* [Data in this exercise]:
PR #6735, opened 2025-10-07
feat(autocomplete): implement suggestions for React

aymeric-giraudet:
**Summary**

[FX-3503](https://algolia.atlassian.net/browse/FX-3503)

**Result**

Had to implement something like `onSelect` options, and pass `setQuery`.
Not sure if `getQuery` and `getURL` are really relevant with this, as they can just do anything with `onSelect` + whatever is on their record

### DIFF
--- a/packages/instantsearch-ui-components/src/components/autocomplete/AutocompleteSuggestion.tsx
+++ b/packages/instantsearch-ui-components/src/components/autocomplete/AutocompleteSuggestion.tsx
@@ -1,0 +1,39 @@
+/** @jsx createElement */
+
+import { cx } from '../../lib';
+
+import type { Renderer } from '../../types';
+
+export type AutocompleteSuggestionProps<
+  T = { query: string } & Record<string, unknown>
+> = {
+  item: T;
+  onSelect: () => void;
+  classNames?: Partial<AutocompleteSuggestionClassNames>;
+};
+
+export type AutocompleteSuggestionClassNames = {
+  /**
+   * Class names to apply to the root element
+   **/
+  root: string | string[];
+};
+
+export function createAutocompleteSuggestionComponent({
+  createElement,
+}: Renderer) {
+  return function AutocompleteSuggestion({
+    item,
+    onSelect,
+    classNames,
+  }: AutocompleteSuggestionProps) {
+    return (
+      <div
+        onClick={onSelect}
+        className={cx('ais-AutocompleteSuggestion', classNames?.root)}
+      >
+        {item.query}
+      </div>
+    );
+  };
+}
--- a/packages/react-instantsearch/src/components/Autocomplete.tsx
+++ b/packages/react-instantsearch/src/components/Autocomplete.tsx
@@ -2,13 +2,18 @@ import {
   createAutocompleteComponent,
   createAutocompleteIndexComponent,
   createAutocompletePanelComponent,
+  createAutocompleteSuggestionComponent,
+  cx,
 } from 'instantsearch-ui-components';
 import React, { createElement, useState, Fragment } from 'react';
-import { Index, useHits } from 'react-instantsearch-core';
+import { Index, useHits, useInstantSearch } from 'react-instantsearch-core';
 
 import { SearchBox } from '../widgets/SearchBox';
 
-import type { Pragma } from 'instantsearch-ui-components';
+import type {
+  AutocompleteIndexClassNames,
+  Pragma,
+} from 'instantsearch-ui-components';
 import type { BaseHit, Hit } from 'instantsearch.js';
 
 const Autocomplete = createAutocompleteComponent({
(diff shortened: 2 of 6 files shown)


packages/react-instantsearch/src/components/__tests__/Autocomplete.test.tsx
```diff
@@ -193,4 +195,86 @@ describe('Autocomplete', () => {
...
+    `);
+
+    userEvent.click(screen.getByRole('searchbox'));
+    userEvent.click(screen.getByText(/hello/i));
+
+    await waitFor(() => {
+      expect(searchClient.search).toHaveBeenCalledTimes(3);
+    });
+
+    expect(searchClient.search).toHaveBeenLastCalledWith([
```
shaejaz, line 280: Ideally we also have an `onSelect` test here, but good as a start.

packages/react-instantsearch/src/components/__tests__/Autocomplete.test.tsx
```diff
@@ -193,4 +195,86 @@ describe('Autocomplete', () => {
...
+      {
+        indexName: 'indexName',
```
shaejaz, line 282: Shouldn't the test also include a check if the `query_suggestions` index is called?

packages/instantsearch-ui-components/src/components/autocomplete/AutocompleteSuggestion.tsx
```diff
@@ -0,0 +1,39 @@
...
+}: Renderer) {
+  return function AutocompleteSuggestion({
+    item,
+    onSelect,
+    classNames,
+  }: AutocompleteSuggestionProps) {
+    return (
+      <div
+        onClick={onSelect}
+        className={cx('ais-AutocompleteSuggestion', classNames?.root)}
```
dhayab: Nitpick: you can default `classNames` to prevent optional chaining later.

```suggestion
    classNames = {},
  }: AutocompleteSuggestionProps) {
    return (
      <div
        onClick={onSelect}
        className={cx('ais-AutocompleteSuggestion', classNames.root)}
```

packages/react-instantsearch/src/components/Autocomplete.tsx
```diff
@@ -56,20 +119,30 @@ export function EXPERIMENTAL_Autocomplete({ indices }: AutocompleteProps) {
...
   return (
     <AutocompleteIndex
       // @ts-expect-error - there seems to be problems with React.ComponentType and this, but it's actually correct
       ItemComponent={ItemComponent}
       items={items}
+      onSelect={(item) => {
+        onSelect?.({
+          item,
+          getQuery: () => getQuery?.(item) || '',
+          getURL: () => getURL?.(item) || '',
```
dhayab, line 141: Sorry I forgot, can you remind me who's providing `getQuery` and `getURL` and where?

packages/react-instantsearch/src/components/Autocomplete.tsx
```diff
@@ -26,19 +31,72 @@ const AutocompleteIndex = createAutocompleteIndexComponent({
...
+    getURL: () => string;
+    setQuery: (query: string) => void;
+  }) => void;
+  classNames?: Partial<AutocompleteIndexClassNames>;
 };
 
 export type AutocompleteProps = {
-  indices: IndexConfig[];
+  indices?: IndexConfig[];
+  showSuggestions?: {
```
dhayab, line 60: Are we set on `showSuggestions`? Just wondering about the added value of `show` as a prefix here.

dhayab (approved):
Just nitpicks and questions from me, overall it works as expected.

packages/react-instantsearch/src/components/__tests__/Autocomplete.test.tsx
aymeric-giraudet: Done !

packages/instantsearch-ui-components/src/components/autocomplete/AutocompleteSuggestion.tsx
aymeric-giraudet: Yes, thanks !

packages/react-instantsearch/src/components/__tests__/Autocomplete.test.tsx
aymeric-giraudet: It's best to test further down so we don't rely so much on implementation details imo, ideal would be to test the DOM updates rather than search

packages/react-instantsearch/src/components/Autocomplete.tsx
aymeric-giraudet: It's part of the API specs on confluence, part of the `indices` object shape, but not sure it's really useful, `onSelect` is better imo as it gives them more customization, we don't necessarily need getters like this, just did it to follow the initial API draft but we'll see later if we keep them

packages/react-instantsearch/src/components/Autocomplete.tsx
aymeric-giraudet: Part of the API specs on Confluence again, we can discuss further once we've implemented before releasing I guess

dhayab: Ah yes sorry, for some reason the RFC doc was empty when I checked it before asking, and I forgot we discussed it already. Happy to commit to `showSuggestions` 🙇 !

packages/react-instantsearch/src/components/Autocomplete.tsx
Haroenv: don't you still need the URL for the link href?

aymeric-giraudet: @Haroenv Yes but they would just implement their `itemComponent` like `<a href={item.url}>`. 
`getURL` is really only useful if we had a default component for custom indices that renders anchors. Maybe we should ?
In any case I can't see a scenario for `getQuery` apart from query suggestions which we already handle.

* [About this task]: The records are given above. Copy each line in them that holds "IndexConfig".

* [Solution to the exercise]:
-  indices: IndexConfig[];
+  indices?: IndexConfig[];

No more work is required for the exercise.